━━━ DATA SEGMENT

PR #1136, opened 2022-01-10
CRS-665 fixing bug with indicator query.

ldlharper:
The way I'd added offence indicators to the CRD query meant that a new row was being returned for every offence indicator. This results in duplicate offences coming out the the API. Its been removed from the query graph now and is fetched lazily in the mapping.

━━━━━━

Return the material above in full, exactly as it appears.

*WRITTEN SOLUTION:*
PR #1136, opened 2022-01-10
CRS-665 fixing bug with indicator query.

ldlharper:
The way I'd added offence indicators to the CRD query meant that a new row was being returned for every offence indicator. This results in duplicate offences coming out the the API. Its been removed from the query graph now and is fetched lazily in the mapping.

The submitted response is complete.